Oceans 11 is so note perfect it hurts. There isn’t one actor you feel is wasted here. The film may be named after Clooney’s Danny Ocean, but it’s a true ensemble piece, with every character offered room to connect with the audience, play their part and have their moment. If there is any scene stealing then it comes from Cheadle, whose explosion loving English accented Basher couldn’t be further removed from his sinister Maurice Miller in Out of Sight. It is cool. The music, the costumes, the locations, the banter, the heist set up, undertaking and reveal – all cool. The one moment where the cool is turned down is at the end, as the crew gaze into the Bellagio’s fountains as they jettison to Debussy’s Clair de lune. It is a moment of calm, reflection and joy, shared between the audience and the cast before them as they quietly take on the magnitude of their achievement.

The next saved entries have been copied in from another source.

PR #14724, opened 2025-03-23
Modified delete country controller and fixed some PHPDocs description languages

TheCartpenter:


danielkerr:
i dont know what this code is for!

TheCartpenter:
To delete the country descriptions without affecting the default language code. It could be done with an error message as well whenever the default language is selected. I can take care of that.

TheCartpenter:
The default country is already validated, got it.

PR #14741, opened 2025-03-25
More PHPDocs work and added fr-fr definitions for ssr and account/address

TheCartpenter:


TheCartpenter:
@danielkerr: Since you have the ```es-es``` folder, not to forget the install SQL catalog file as well.

PR #14745, opened 2025-03-26
Applied CS-Fixer

TheCartpenter:


cgcmart:
This kind of commit is really worthless. In frankly, so called PHPDocs work is outdated, that doesn't impact any php function.

TheCartpenter:
While you can keep your opinion for yourself, the setting and event tables in the fr-fr SQL catalog also needed to be modified. If you believe that's worthless, then perhaps you should set yourself in the French peoples' position trying to install the French version whereas setting values are missing from a fresh install.

PR #14751, opened 2025-03-28
Allow more depths files of extension to list in permission

padaliyajay:
Currently if controller file is inside nested folder in more than 2 level then it is impossible to access it because of permission.

This PR will fix this issue

### DIFF
--- a/upload/admin/controller/user/user_permission.php
+++ b/upload/admin/controller/user/user_permission.php
@@ -296,12 +296,14 @@ class UserPermission extends \Opencart\System\Engine\Controller {
 		$data['extensions'] = [];
 
 		// Extension permissions
-		$results = glob(DIR_EXTENSION . '*/admin/controller/*/*.php');
+		$results = glob(DIR_EXTENSION . '*/admin/controller/*');
 
 		foreach ($results as $result) {
-			$path = substr($result, strlen(DIR_EXTENSION));
-
-			$data['extensions'][] = 'extension/' . str_replace('admin/controller/', '', substr($path, 0, strrpos($path, '.')));
+			if(pathinfo($result, PATHINFO_EXTENSION) == 'php'){
+				$path = substr($result, strlen(DIR_EXTENSION));
+	
+				$data['extensions'][] = 'extension/' . str_replace('admin/controller/', '', substr($path, 0, strrpos($path, '.')));
+			}
 		}
 
 		if (isset($user_group_info['permission']['access'])) {


TheCartpenter:
This has been suggested before as I would not advise that. This code change also means that other file extensions than PHP files can be gathered in the ```$data['extensions']``` array whereas Opencart does not support as it also uses more resources to result an inconsistent list of data. Therefore, OCMod or Event Triggers would be a better choice rather than digging extensions based on admin permissions, since OCMod can already be pulled from the startup and if, and since, OCMod can be pulled from the startup; so can extensions' list on anyhow.

batumibiz:
> OCMod or Event Triggers would be a better choice

What does OCMod have to do with it?
This PR is not about that.

> This code change also means that other file extensions than PHP files can be gathered in the array whereas Opencart does not support

This PR takes into account only PHP files

batumibiz:
This is useful PR.
[After this comit](https://github.com/opencart/opencart/commit/6723be65bf40bbf30d7233baab24fa3cdf6e10e5), some good extensions stopped working normally.
This PR fixes this problem.

TheCartpenter:
> > OCMod or Event Triggers would be a better choice
> 
> What does OCMod have to do with it? This PR is not about that.
> 
> > This code change also means that other file extensions than PHP files can be gathered in the array whereas Opencart does not support
> 
> This PR takes into account only PHP files

These lines do not take only PHP files into account: https://github.com/opencart/opencart/pull/14751/commits/8417e5683efac0f4b0345f6de9a1b298064b3482#diff-92affeb247c3ede55906480cc02f685c6bdd545880e4ae2e8b298bfcc13de98aR299-R305 . ```*.php``` is removed from the original code and the ```$data['extensions']``` array is above the if statement that looks up for PHP file extensions.

batumibiz:
Well, then you need to [revert the changes from this comit](https://github.com/opencart/opencart/commit/6723be65bf40bbf30d7233baab24fa3cdf6e10e5).
This also solves the problem.

TheCartpenter:
> Well, then you need to [revert the changes from this comit](https://github.com/opencart/opencart/commit/6723be65bf40bbf30d7233baab24fa3cdf6e10e5). This also solves the problem.

The word 'also' in this scenario is based on your observation but providing two separate solutions where one suggests the removal of PHP extensions in the glob and the other to revert is still another angle to what the original poster is suggesting on this PR.

batumibiz:
> > Well, then you need to [revert the changes from this comit](https://github.com/opencart/opencart/commit/6723be65bf40bbf30d7233baab24fa3cdf6e10e5). This also solves the problem.
> 
> The word 'also' in this scenario is based on your observation but providing two separate solutions where one suggests the removal of PHP extensions in the glob and the other to revert is still another angle to what the original poster is suggesting on this PR.

**There is a problem that needs to be solved.**
If you have a solution - send your code, say thank you.
If there is no solution, then please do not interfere.

TheCartpenter:
The most similar way you could try, on your end, would be the ```path()``` method of the ```design/translation``` controller. If you are able to pull the expected path and files from that location, so should you from the user group permissions by using the code this way. However, there aren't much complaints about the user group permissions not pulling up the extensions in general.

padaliyajay:
It is not big change. just same things but allow deep access to nested folders of controllers

tell me what is different between those two code?

Original
```
$results = glob(DIR_EXTENSION . '*/admin/controller/*/*.php');
}
```

PR
```
$results = glob(DIR_EXTENSION . '*/admin/controller/*');
    if(pathinfo($result, PATHINFO_EXTENSION) == 'php'){
    }
}
```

Soderbergh clearly grasped what a good thing he had with Oceans 11. He brought the cast back for 12 and 13, offering audiences more of the fantastic chemistry that they all shared, if never quite repeating the perfection of the first outing. There are critics that accuse him of being a Director who is “a decadent technocrat whose films don’t express any underlying ideas beyond the accomplishment of making them” (as Max Fischer notes above). I think Oceans 11 is just one of many of his films that prove them wrong, but even if you think they’re right to not enjoy a film like this – where every complex note is so perfectly crafted – is to live with a little less joy.